Васнецов разрывался между дружбой и принципами, между семьей и работой, между долгом перед подрядчиками, призывавшим его наилучшим образом закончить работы в соборе, и новым вдохновением, властно звавшим вперед, как к новым замыслам, так и к старым, все еще неоконченным работам. И в первую очередь к «Богатырям».
Полотно это, задуманное еще в ранней молодости, уже почти два десятка лет никак не отпускало. Даже в Киев в съемную квартиру он привез его с собой, стараясь иногда улучить минуту, чтобы поработать над картиной. Увы, закончить работу, шедшую урывками, никак не удавалось. Эх, поставить бы полотно в просторной светлой мастерской с высоким потолком, отворить окно, услышать, как поют птицы, как шелестит листва... Почувствовать вокруг тот простор, волю, седую старину, которую он так силится воплотить! Дом, дом, свой собственный... Тот, в котором жизнь потечет по его правилам, в котором не будет никакой неправды. В этой мечте, как в волшебном источнике, черпал он силы, когда становилось невмоготу.
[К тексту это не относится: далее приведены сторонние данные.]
PR #343, opened 2020-07-14
Fine grained envelope ops in status observer

ignasi35:
References #277 

Note to reviewers: The big chunk in this PR is the test `StatusObserverSpec`. The rest is rather small and straightforward.

### DIFF
--- a/akka-projection-core/src/main/scala/akka/projection/internal/InternalProjectionState.scala
+++ b/akka-projection-core/src/main/scala/akka/projection/internal/InternalProjectionState.scala
@@ -130,6 +130,7 @@ private[projection] abstract class InternalProjectionState[Offset, Envelope](
           Flow[ProjectionContextImpl[Offset, Envelope]].mapAsync(parallelism = 1) { context =>
             val measured: () => Future[Done] = { () =>
               handler.process(context.envelope).map { done =>
+                statusObserver.afterProcess(projectionId, context.envelope)
                 // `telemetry.afterProcess` is invoked immediately after `handler.process`
                 telemetry.afterProcess(context.externalContext)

Место выбрал давным-давно. Выйдя как-то от Мамонтовых с Садовой, он вдруг, подчиняясь странному порыву, свернул не вправо к себе в тогдашнюю квартиру в Демидовском переулке, а влево — к Самотеке, и взобравшись на горку, остановился среди маленьких домишек, окруженных садами. Глянул вдаль: Москва как на ладони. Вот бы где построиться. Вроде деревня, а на самом деле столица: до Кремля пешком дойти можно. И тут же одернул себя: «Ишь чего надумал — строиться! Думай лучше, как часы из заклада выкупить». Серебряные часы Виктора Михайловича были в их доме вроде палочки-выручалочки: когда в гонорарах случался пробел, они отправлялись в ломбард, когда все шло более-менее благополучно — возвращались оттуда.
И все же настал момент, когда давняя заветная мечта стала постепенно обретать плоть и кровь. После первых удачных росписей, выполненных Виктором Михайловичем в Киеве, и отказа ряда других художников принять участие в проекте объем работ, возложенных на Васнецова, был серьезно увеличен, а вместе с ним выросла и сумма гонорара. К тому же Павел Михайлович Третьяков изъявил желание приобрести для своей галереи эскизы киевских росписей. На часть полученных за них денег и был куплен просторный участок с садом в районе Мещанских улиц.